I’ve tried scan + regexp, but the best I’ve got so far is
in a character section within this element."]
There have been several simple approaches proposed in this thread
that may work for what you want. Just in case, if you needed
something more robust you could have a glance at existing Perl
modules that solve this problem like Lingua::EN::Sentence.
That is indeed what the problem domain is (did the give it away!).
Basically I have a whole lot of html files and I need to re-write them
as xml (sort of docbook-ish, but not quite). I’m using builder
(fantastic bit of kit by the way), but my original files sometimes
contain things like
"<td valign=\"top\">append</td>
<td valign=\"top\">Append to an existing file (or
<a
href="JDK 20 Documentation - Home(java.lang.String,
boolean)" target="_blank">
open a new file / overwrite an existing file)?
<td valign="top" align="center">No - default is false."

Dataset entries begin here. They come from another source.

PR #296, opened 2023-07-07
Re-run core update for our blocks added after the fact.

ekes:
As per comment in the code. We've added config with deprecated plugin after the core update. So this just runs it again. Doing so in all the modules we added this config would make sense.

This does to existing sites what https://github.com/localgovdrupal/localgov_directories/commit/8d9c8919d8ec4994077475286a9da8068df3f354 did for new installs.

### DIFF
--- a/localgov_directories.post_update.php
+++ b/localgov_directories.post_update.php
@@ -1,0 +1,28 @@
+<?php
+
+/**
+ * @file
+ * Post update hooks for LocalGov Directories.
+ */
+
+/**
+ * Updates the node type visibility condition.
+ *
+ * This was inluded in core D9 as block_post_update_replace_node_type_condition
+ * but we had installed condition plugins with this after it might have run.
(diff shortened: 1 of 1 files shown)


stephen-cox:
This is needed for the 3.0.0-alpha1 release of the profile: https://github.com/localgovdrupal/localgov/pull/588

stephen-cox (approved):
:+1:

finnlewis:
Merging in Ekes's absence,  to help with fixing tests.

markconroy:
Looks like if you have a block that was removed, then this update is putting that block back in place again.

For example, on a directory channels if you don't want the map, so removed that block, then run this update the map comes back in again - just had a report of this happening on a client site.

I wonder could we make the code a little more secure to only update/reset blocks that have not be removed/edited? Or at least see if we could make this a consideration if we need to run a similar update on our other modules.

PR #299, opened 2023-07-26
Fixes the missing show reset facet link

MattOz-CDS:
When the configuration option to add a facet reset link is chosen, it is added to the facet array even though it is not technically facet.


stephen-cox:
@ekes is going to take a look at this

ekes (changes requested):
@MattOz-CDS nice one.

I've manually applied the changes for the fix (ie the diff on `src/DirectoryExtraFieldDisplay.php` and the new file `tests/src/Functional/ResetFacetFilterTest.php`) and it looks good.

However because it's mixed in with the changes to the use statement ordering it's a bit difficult to review, and now it doesn't merge because some (or all?) of them have been corrected in the main `2.x` branch.

Would it be possible to make a new PR with _just_ the two changes I mention that are needed for the fix to the facet? And if there are still use statements in the wrong order do make a second separate one to reorder them. But keeping them separate will make it easier to review, and stop this merge conflict issues.

Thanks for all your work on this!

MattOz-CDS:
Thanks for taking the time to review this @ekes . I've applied your recommendations to [a new branch](https://github.com/localgovdrupal/localgov_directories/pull/305)

PR #305, opened 2023-08-09
[2.x] Fixes the missing show reset link (2)

MattOz-CDS:
I recreated the branch based

PR #308, opened 2023-08-25
[3.x] Fixes the missing show reset link 

ekes:
D10 fix for showing the 'reset all' facet option. D9 version #305


ekes:
This doesn't need another thorough review I don't think. I've already done it. Just tagged reviewers so some gives it a sanity scan before merging (on monday?) along with #305

PR #106, opened 2019-07-09
attach HEAD to named reference if possible

aaronjanse:
`wit update` et al should no longer detach `HEAD` if a named reference exists at the appropriate revision.


aaronjanse:
https://github.com/sifive/wit/pull/106/commits/7c412f7b9fcb7b71834fa5112d0237c06712ebb5
Sample output:
```
Checking out 'xyz' at 'bfe2eb1126c183fda96a872d190539e9470a4ed5'
Checking out 'bar' at 'testing' (1c508f798bcbafff9bb9e98d85571094020b6651)
Checking out 'foo' at 'b7754c325a3a8deaa97762b23029bcd65fa95726' (master, other_branch, tags/yay)
```

aaronjanse:
The build is failing because of:

https://github.com/sifive/wit/blob/7c412f7b9fcb7b71834fa5112d0237c06712ebb5/lib/wit/gitrepo.py#L216-L217

When we clone, we don't check out. Because of the above check, we never check out.

Fixed by https://github.com/sifive/wit/pull/106/commits/e4de90bc8c5f63f8547cbc0cc1bd149a04ab5762

lib/wit/gitrepo.py
```diff
@@ -183,8 +187,31 @@ def update_dependency(self, dep):
...
+                suggestions = ' ({})'.format(', '.join(rev_names))
+
+            if len(rev_names) != 1:
+                rev = self.revision
+                log.info("Checking out '{}' at '{}'{}".format(self.name, rev, suggestions))
+            else:
+                rev = rev_names[0]
+                log.info("Checking out '{}' at '{}' ({})".format(self.name, rev, self.revision))
+
+        proc = self._git_command("checkout", rev)
```
jackkoenig: I think the act of checking out should also be guarded by `if current_commit != self.revision` right? Otherwise this should still detach HEAD?

aaronjanse: > the act of checking out should also be guarded by `if current_commit != self.revision` right?

After `GitRepo.clone`, `self.revision == current_commit` even though we aren't checked out. If we added the above check, `GitRepo.clone ; GitRepo.checkout` would never checkout.

Afaik, Git doesn't have a special "not checked out" state; it treats an un-checked-out repo exactly the same as it would if you ran `git checkout ; rm -rf ./*`

> Otherwise this should still detach HEAD?

Only when there are multiple references pointing to the same commit and `HEAD` points to one of those references. I'll fix this (good catch!)

aaronjanse: Fixed by https://github.com/sifive/wit/pull/106/commits/36acd4a0dc4fb3079f41e014e80a1059bfb7ed03

jackkoenig:
This looks great, but can you add a test? I'd like to see it test the following:

1. If a branch is specified on `wit init -a` or `wit add-pkg`, that branch will be checked out

2. wit doesn't do a checkout if HEAD matches the commit

This could be tested by making sure there are multiple branches pointing to the same commit, but so long as one is currently checked out it should stay checked out across a `wit update`

3. It doesn't check anything out if it's ambiguous but makes suggestions

Like in (2), multiple branches for the same commit, but make sure to check out some other commit before running `wit update`

aaronjanse:
> 1. If a branch is specified on `wit init -a` or `wit add-pkg`, that branch will be checked out

This might be difficult/impossible. Wit needs to resolve local branches into hashes in order to generate a manifest that can be shared with other people.

The branch name would be given to `update-pkg` but by the time `wit update` (which checks stuff out) is run, there will be no record of what branch was originally requested

---

> 2. wit doesn't do a checkout if HEAD matches the commit
> 3. It doesn't check anything out if it's ambiguous but makes suggestions

Fixed by https://github.com/sifive/wit/pull/106/commits/74635a113c735457611e80acbfab078d055a5df7

> This could be tested by making sure there are multiple branches pointing to the same commit, but so long as one is currently checked out it should stay checked out across a `wit update`

Fixed by https://github.com/sifive/wit/pull/106/commits/29858ae5429522935a0f599a07c8e54ae8dddd75

aaronjanse:
https://github.com/sifive/wit/blob/74635a113c735457611e80acbfab078d055a5df7/t/wit_head_attachment.t#L49-L53

I used `md5` because 30 minutes of DuckDuckGo (and even Google Search) got me absolutely nowhere regarding how to compare strings with spaces (which worked in my shell but not in the test file for some reason)

jackkoenig:
> This might be difficult/impossible. Wit needs to resolve local branches into hashes in order to generate a manifest that can be shared with other people.

Fair enough, perhaps worth revisiting someday but certainly not within the current implementation

PR #116, opened 2019-07-11
allow update-dep without internet access

### LINKED ISSUE #111: update-dep should not fail without internet access
`wit update-dep` will fail when it tries to `git fetch` if there is no internet access. Ideally `update-dep` should work without internet.

aaronjanse:
fixes #111 

I refactored the existing logic because the conditional statement was getting quite large.
Note the comment on the deleted code when considering how the code was rewritten.


aaronjanse:
This should be generalized to `load` only downloading for remote branches, but not for local branches that are already present

PR #119, opened 2019-07-16
quickly describe resolution algorithm

aaronjanse:
This is different from what I originally proposed, but I think it works better with what already exists in the readme?


README.md
```diff
@@ -14,6 +14,9 @@ Each package may optionally contain a wit-manifest.json file which defines other
 Wit resolves this hierarchy of dependencies and generates a flattened directory structure in which each package
 may exist only once.
 
+## How does Wit deduplicate packages?
+When multiple versions of the same package are requested, Wit chooses the latest version, making sure the latest version's commit is a descendant of the rest of the requested versions' commits.
```
jackkoenig:
```suggestion
When multiple versions of the same package are requested, Wit chooses the latest requested version, making sure the selected version's commit is a descendant of every other requested versions' commits.
```

PR #120, opened 2019-07-17
allow resolve to be interrupted

### LINKED ISSUE #35: Trap ctrl-c
ctrl-c shoudl print a warning that the workspace will be corrupt. Hit ctrl-c again to really kill.

### LINKED ISSUE #36: Support Resuming an Incomplete `wit init`
It's easy to make typos or other things that will cause a workspace to be partially created, then if you fix your command it errors because the workspace already exists.

One particular example I've run into is when you try to create a workspace that violates the ancestor requirement; it'll error and I have to nuke the workspace and then start all of the cloning over again

aaronjanse:
partially fixes #35 
fixes #36


aaronjanse:
Pending on #135

PR #124, opened 2019-07-17
auto-resolve conflicting sources

aaronjanse:


aaronjanse:
I'm not sure why this is failing CI. It passes on my machine.

aaronjanse:
I'm brainstorming how we'll roll out breaking changes. I think some users might be motivated to update to a version that auto-resolves source conflicts, so maybe we pair this with the release of something having to do with the upcoming `replaces` breaking change

PR #128, opened 2019-07-18
cleanup update and add

aaronjanse:
This is a sibling bugfix PR of #118.

NB: this PR includes a minor info stdout change


lib/wit/main.py
```diff
@@ -257,20 +264,18 @@ def update_dep(ws, args) -> None:
...
     # make sure the package is already in the cwd's manifest
     if not manifest.contains_dependency(req_dep.name):
         log.error("'{}' does not depend on '{}'".format(cwd_dirname, req_pkg.tag()))
         sys.exit(1)
 
+    manifest_dep.specified_revision = req_pkg.revision
+
     log.info("Updating to {}".format(req_dep.resolved_rev()))
-    manifest.replace_dependency(req_dep)
+    manifest.replace_dependency(manifest_dep)
```
aaronjanse: The idea is that, instead of replacing the item entirely, we update the existing item.

In the future, I'm thinking of doing a small refactor of this workflow, but I think verbosity shouldn't be a problem in the meantime

PR #132, opened 2019-07-19
make "commit not found" error message more helpful

aaronjanse:


lib/wit/gitrepo.py
```diff
@@ -15,7 +15,7 @@ class GitError(Exception):
     pass
 
 
-class GitCommitNotFound(WitUserError):
+class GitCommitNotFound(Exception):
```
jackkoenig: Why change this from `WitUserError` to `Exception`? The idea of `WitUserError` was that we could unify how we catch and give nice error messages for user errors. Generally I'd like to avoid having to sprinkle `try` `catch` all over the code base:
```python
        try:
            # something
        except GitCommitNotFound:
            error("Could not find commit or reference '{}' in '{}'"
                  "".format(dep.specified_revision, dep.name))
```
I would probably change it (if possible) to have the part changing from `GitError` to `GitCommitNotFound` include information about what went wrong in the Exception, and then just catch the exception in `main` instead (assuming you can get the info you need at that place).

aaronjanse: The idea is that, from inside GitRepo, we're not sure whether GitCommitNotFound was caused by incorrect user input or a bug in Wit.

We default to is being a bug in Wit (thus `Exception`) but catch it in certain places where GitCommitNotFound is known to be the user's fault (e.g. when resolving an argument to `add-dep`).

An example of a Wit bug that we could catch is the Wit implementation improperly mixed tags and hashes. If that was the case, we'd want a bug report with a stack trace instead of telling the user not to report because it's a user error.

jackkoenig: I agree with that, but I think it's still cleaner to have unified error reporting (in main.py rather than sprinkled throughout, better to have a single point of exiting the program), and rather than catching and turning into errors, we could just have a function that transforms `GitCommitNotFound` into `WitUserError` with the correct error message (the type of the exception is irrelevant since we don't report it)

aaronjanse: > I think it's still cleaner to have unified error reporting (in main.py rather than sprinkled throughout, better to have a single point of exiting the program)

I agree.

Is this fixed by https://github.com/sifive/wit/pull/132/commits/4edb1c170206a36a20c923ca3c44876bebb042b9 ?

I don't like the duplication of the error message, but at the same time I don't want to pass the dependency name to `GitRepo.get_commit` because that'd mean I'd have to pass the name to every function that calls `get_commit`.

And anything I try basically means that I end up with either nothing
extracted or the whole table extracted! My thoughts were to try a
simple conversion and then fix things manually afterwards (ie get 95% of
the conversion done through a script and then apply some elbow grease to
finish off the parts that take too much time to work out)

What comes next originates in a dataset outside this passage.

PR #135, opened 2019-07-22
auto-resolve sources

### LINKED ISSUE #105: detect similar github sources
We don't want to throw a Conflicting Sources error for sources that are different strings but point to the same thing. We could write special code for github repos such that wit understands that the following are identical:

I’m now off to read about this tokenizer ^^^ and see if it does what I
want - obviously I’d love to have an automated solution (there are 1000+
html docs I need to convert).
I must admit to beginning to loathe HTMLs lack of structural information
if this was a docbook file I’d have very few problems converting it (I
could choose many options), but html is so limited in its ability to
express what meaning some section has [sigh]
Thanks to all for the suggested regexps - I never intended it to become
a mini Ruby Q.
Kev
A quick scan says that you’ve got legit xml there, why not use REXML?
It’s included in the ruby standard libs. Or any of the above html/xml
parsing libraries with xpath to pluck your values out.